This year I want to bring you more relatable home tours, ideas for smaller spaces, and ideas that suit a wide range of budgets. Today I want to share some really practical and creative ideas for Montessori wardrobes. All of these ideas are low to no cost, many require the use of materials that are second hand or that are repurposed!
This is a wonderful example! The wardrobe is height adjustable. The parents have some clothes up high for them to reach and will lower the branches when their child is old enough to dress themselves.
"This is how I built the wardrobe! First we went to the forest to get two branches with a length of 2 meters. Then we glazed the branches so that they couldn't break easily. With cheap jute ropes the branches were fixed and hung to the ceiling with screw hooks." - @montessori_nature.
This is really practical and so easy to set up. There are four boxes on the floor, easy for the child to reach. There is a box each for socks, pants, short sleeve, and long sleeve tops. You could cover the boxes with plan paper or paint them to be more aesthetically pleasing. Baskets could also be used.
This is a really sweet wardrobe. Alli from @little_brains_big_ideas used a bookcase and a shower tension rod from Target to create this wardrobe for her three-year-old.
This wardrobe is made from a $3 bookshelf from Goodwill and it looks SO good!
"I spray painted a $3 bookshelf I found at Goodwill and attached hardware. It's also anchored to the wall. The baskets are old and from the Target dollar spot but anything would do. The baskets contain: shorts, pajamas and diapers, and socks. The basket on the side is for dirty clothing and the chair is for him to use while getting pants on." - @no_method_montessori
This looks like a height-adjustable clothing rack with drawers for folded up clothes. @adventureswtihellamarie also switched to a smaller laundry basket so it was easier for the young child to carry.
This wardrobe is made from a shelving unit (perhaps Ikea Ivar?) with a branch going through the top to act as a rod. Baskets on the lower shelf provide a dedicated space for folded clothes. I love the sweet mirror on the shelf (perhaps Ikea Ikornnes?).
A simple rod attached to the wall under a shelf provides space here for a few sets of clothes. Remember young children can feel overwhelmed if there is too much choice. Many children will benefit from only having two or so choices of clothing/tops/pants.
Depending on what shelving you use this could be an option that works for you. Also, see the mirror on the floor for the child to use.
@montessoriandus uses a built-in wardrobe.
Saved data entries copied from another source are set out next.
PR #1530, opened 2025-08-04
feat: add entryIds parameter to transformEntriesToType

patrykkurczyna:
## Summary

  Add optional `entryIds` parameter to `transformEntriesToType` method to enable filtering transformation to specific entries only.

  ### Description

  This PR introduces an optional `entryIds` parameter to the `transformEntriesToType` configuration object, allowing users to limit the transformation operation to a specific subset of entries
  rather than processing all entries of the source content type.

  ### Changes made:

  - Interface Update: Added `entryIds?: string[]` to the `TransformEntryToType` interface
  - Implementation: Updated `EntryTransformToTypeAction` class to accept and filter entries based on provided IDs
  - Testing: Added comprehensive test case to verify filtering functionality works correctly
  - Documentation: Updated `README.md` with parameter description and usage details

  ### Motivation and Context

  When working with large content types containing many entries, I needed to transform only a specific subset of entries rather than all entries. Previously, the
  `transformEntriesToType` method would process every entry of the source content type, which could be inefficient and potentially risky when only certain entries need transformation.

### DIFF
--- a/README.md
+++ b/README.md
@@ -381,6 +381,7 @@ For the given (source) content type, transforms all its entries according to the
 - **`sourceContentType : string`** _(required)_ – Content type ID of source entries
 - **`targetContentType : string`** _(required)_ – Targeted Content type ID
 - **`from : array`** _(optional)_ – Array of the source field IDs, returns complete list of fields if not configured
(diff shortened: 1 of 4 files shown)


elylucasctfl:
Hi @patrykkurczyna, just letting you know this is on our radar and we are discussing it on the team. Expect to hear back from us soon on getting this reviewed.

The child accessible clothes are on the left side, limiting the choices as to not overwhelm the child. Other clothes are stored on the right side with more clothes in storage in boxes up the top. The low bar is adjustable and was from a local hardware store. The hanging storage compartments are from Ikea.
This is a fun idea. This hanging wardrobe is made from PVC piping!
This is a good example of a Trofast Ikea hack. This has both folded and hanging clothing. The labels for the drawers are super nice and clear.